2020年に私はnoteを知り、ここに当作品を再び発表することを決めました。noteは使いやすく、テキストベースのコンテンツの公開によく適したプラットフォームです。また、noteは検索エンジンとの相性も良く候補上位に乗りやすいので、ネット小説としての当作品の個性を活かしたまま、Web上に作品を事実上、公開状態で保存してもらえる強みがあります。これにより、まず作品を「Web小説」として普及させてもらい、その後から個人で出版(したければ)する、という流れの選択が出来るようになりました。「個人で出版」とは、ここではつまり自費出版や、作者個人の働きかけによる電子書籍会社などを通しての商業出版などを指します。ただ私の当作品については、今のところ出版予定は未定です。

雑話なので色々と話は飛びますが、『原宿ワンダートリップ』をお読みになった皆さんは、まず話の短さに驚かれたのではないかと思います。内容の少なさにもの足りなさを感じた方も居られるかもしれません。これは当作品が元々、ケータイ小説的なものだったことに因るものです。先述したように、まず当作品は携帯電話向けブログで公開しました。そのときは、冒頭部をブログ記事の形で発表、次々記事更新して続きの話を少しずつ載せ、連載小説の形に仕上げました。noteでは全5話の小説も、ここでは全10話。当時の携帯電話のスペック等のため、ブログは1記事あたり1000字まで(…かな?)ぐらいの文字数制限があったので、10回の記事に分けて入力したのです。少ない制限字数で、いかに可能な限り盛った内容を備えた物語を創るかが課題でした。

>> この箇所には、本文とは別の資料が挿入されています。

Issue #1807, opened 2026-07-03
Translate remaining Japanese code comments to English and improve comment quality


Shirofune-Security:
## Summary

Hayabusa's source still contains a number of Japanese-language code comments, several half-translated comments left over from earlier translation passes (an English sentence with a Japanese fragment still attached), and quite a few comments that are too terse or whose English is hard to follow. There are also some misspelled identifiers (e.g. `AggegationConditionCompiler`, `CONTROL_CHAT_REPLACE_MAP`, `get_childs`, `scanable_rule_exists`, `rap_checkpoint`) that hurt readability and greppability.

Since Hayabusa has an international user and contributor base, it would be helpful if all code comments were consistent, accurate English, and if obvious identifier misspellings were fixed.

## Proposal

A comments/identifiers-only cleanup PR that:

1. Translates all remaining Japanese comments in `src/**/*.rs` into English, preserving the full original meaning (including author TODO/self-critique notes kept as refactoring reminders).
2. Repairs the half-translated comment artifacts (e.g. in `matchers.rs`).
3. Cleans up existing English comments (spelling, grammar, clarity) and rewrites comments that no longer match what the code actually does.
4. Adds comments/doc comments where the logic is hard to follow (rule engine internals, wildcard→regex conversion, count/correlation logic, output profiles, etc.).
5. Fixes misspelled identifiers (internal names only — no CLI-visible strings, no serde/output field names, no string literals).

Strictly **no behavior changes**: string literals stay byte-for-byte identical (including the Japanese strings used as UTF-8/UTF-16 test data and user-facing messages), and the full test suite must pass unchanged.

## Out of scope (noted for follow-up)

Typos inside **user-facing string literals** were deliberately left untouched so this PR stays reviewable as a pure comment/identifier change, e.g.:

- `"An unknown error occured."` (`matchers.rs`) → "occurred"
- `"- Selected deteciton rule set: ..."` (`main.rs`, HTML report) → "detection"
- `"Successed submodule update"` (`options/update.rs`) → "Succeeded"
- the test config file name `test_files/config/regex/detectlist_suspicous_services.txt` → "suspicious"

<details>
<summary>Possible bugs noticed while reading the code for this effort (not addressed in the PR; now filed as individual issues — see links below)</summary>

While reading every file carefully enough to write accurate comments, we noticed a few things that look like real bugs. They are **not** touched by the translation PR. Each item was re-verified against `main` and has been filed as its own issue (linked below):

[...]

PR #1826, opened 2026-07-03
fix: anchor wildcard field-value regexes to prevent substring false positives (#1815)

### LINKED ISSUE #1815: [bug] Wildcard patterns that fall back to regex matching are unanchored, so they substring-match instead of full-value matching
**Describe the bug**

Field patterns that cannot be converted to a `FastMatch` fall back to a regex built by `PipeElement::pipe_pattern_wildcard()`. That regex is never anchored with `^`/`$`, and despite its name `DefaultMatcher::is_regex_fullmatch()` uses `Regex::is_match()`, which searches for a match *anywhere* in the value. As a result, these patterns match field values that have extra leading/trailing characters, deviating from Sigma full-value match semantics and from Hayabusa's own fast-match paths (`FastMatch::Exact` requires equal length, `StartsWith`/`EndsWith` are anchored). The fallback is taken whenever `convert_to_fast_match()` returns `None` — i.e. the pattern contains `?`, ends with `\\\*`, is non-ASCII and contains `*`, or contains `*` in any other shape not recognized as a plain prefix/suffix/contains pattern (e.g. a mid-string `*`) — and also when a `StartsWith`/`EndsWith` fast match meets a non-ASCII event value (the `*_ignore_case` helpers return `None` there and control falls through to the regex).

**Affected code**

https://github.com/Yamato-Security/hayabusa/blob/11ce47c6abf57ab67d1028b2dd3a199d0ff9de71/src/detections/rule/matchers.rs#L216-L219

```rust
    /// Determines whether this matcher matches the given regex.
    fn is_regex_fullmatch(&self, value: &str) -> bool {
        self.re.as_ref().unwrap().iter().any(|x| x.is_match(value))
    }
```

`Regex::is_match()` returns true if the regex matches anywhere in the haystack, so this is not a "fullmatch" unless the regex itself is anchored — but the wildcard-to-regex conversion never adds anchors:

https://github.com/Yamato-Security/hayabusa/blob/11ce47c6abf57ab67d1028b2dd3a199d0ff9de71/src/detections/rule/matchers.rs#L902-L904

```rust
        // sigma wildcards are case insensitive.
        // Therefore, prepend a symbol indicating case insensitivity to the regex.
        "(?i)".to_string() + &ret
```

The regex fallback is reached from `is_match()`:

https://github.com/Yamato-Security/hayabusa/blob/11ce47c6abf57ab67d1028b2dd3a199d0ff9de71/src/detections/rule/matchers.rs#L599-L600

```rust
        // If it could not be converted to character count/starts_with/ends_with search, compare using regex match.
        self.is_regex_fullmatch(event_value_str)
```

The pattern shapes that skip fast matching (and therefore hit the unanchored regex) are decided here:

https://github.com/Yamato-Security/hayabusa/blob/11ce47c6abf57ab67d1028b2dd3a199d0ff9de71/src/detections/rule/fast_match.rs#L53-L58

```rust
    if utils::contains_str(s, "?")
        || s.ends_with(r"\\\*")
        || (!s.is_ascii() && utils::contains_str(s, "*"))
    {
        // Patterns that cannot be converted to fast matching use regex match only.
        return None;
```

(plus the catch-all for other `*` placements, e.g. a mid-string `*`, at [fast_match.rs#L84-L87](https://github.com/Yamato-Security/hayabusa/blob/11ce47c6abf57ab67d1028b2dd3a199d0ff9de71/src/detections/rule/fast_match.rs#L84-L87)).

**Impact / example**

Rules with these pattern shapes produce false positives. For example:

```yaml
detection:
    selection:
        Channel: Sec?rity
```

Per Sigma semantics, `Sec?rity` should only match 8-character values such as `Security` / `Sec1rity`. In Hayabusa it becomes the unanchored regex `(?i)Sec.rity`, so a record with `"Channel": "MySec1rityLog"` also matches. The behavior is internally inconsistent: the wildcard-free pattern `Channel: Security` correctly does **not** match `"MySecurityLog"` (it takes the `FastMatch::Exact` path, which compares lengths). Similarly, `CommandLine: net*user` (mid-string `*`) matches `"mynetXuserZ"`, and a non-ASCII pattern like `Channel: ホスト*` matches values that merely *contain* `ホスト` instead of starting with it. Among the regex-based paths, only the keyword/grep search (empty `key_list`, matchers.rs L585-L592) and the `|re` modifier (see `test_detect_regex_partial_match`) are intentionally unanchored.

**Possible fix**

Anchor the regex produced by `pipe_pattern_wildcard()` (e.g. `format!("(?i)^{ret}$")`). The `|re`/`|reignorecase`/etc. modifiers are unaffected by this because `PipeElement::Wildcard` is not pushed for them (matchers.rs L485-L496), but the keyword/grep search path (empty `key_list`) also uses the wildcard-built regexes, so it would need to keep an unanchored variant. Alternatively, `is_regex_fullmatch()` could verify that the match spans the entire value — but `|re` field matches also reach `is_regex_fullmatch()` and are intentionally partial (see `test_detect_regex_partial_match`), so that path would need a carve-out.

…というわけで、この短編小説はガラケーがまだかなり幅を利かせていた2012年ならではの産物なのです。いまnoteに載せている話は、2012年にガラケーに載せたものをほぼそのまま、極力手を入れずに再現しています(さすがに、改行など幾つかの箇所は編集しましたが)。ですから当小説は、現在の巷に当たり前に見られるスマホ小説としてというよりはむしろ、昔のガラケー小説として、そう意識して読んでもらえると幸いです。現在のようにスマホが当たり前で、一度に何万字もある長いテキストを指で弾いて読むのがデフォルトの若者世代の方には想像しづらいかもしれませんけれども…。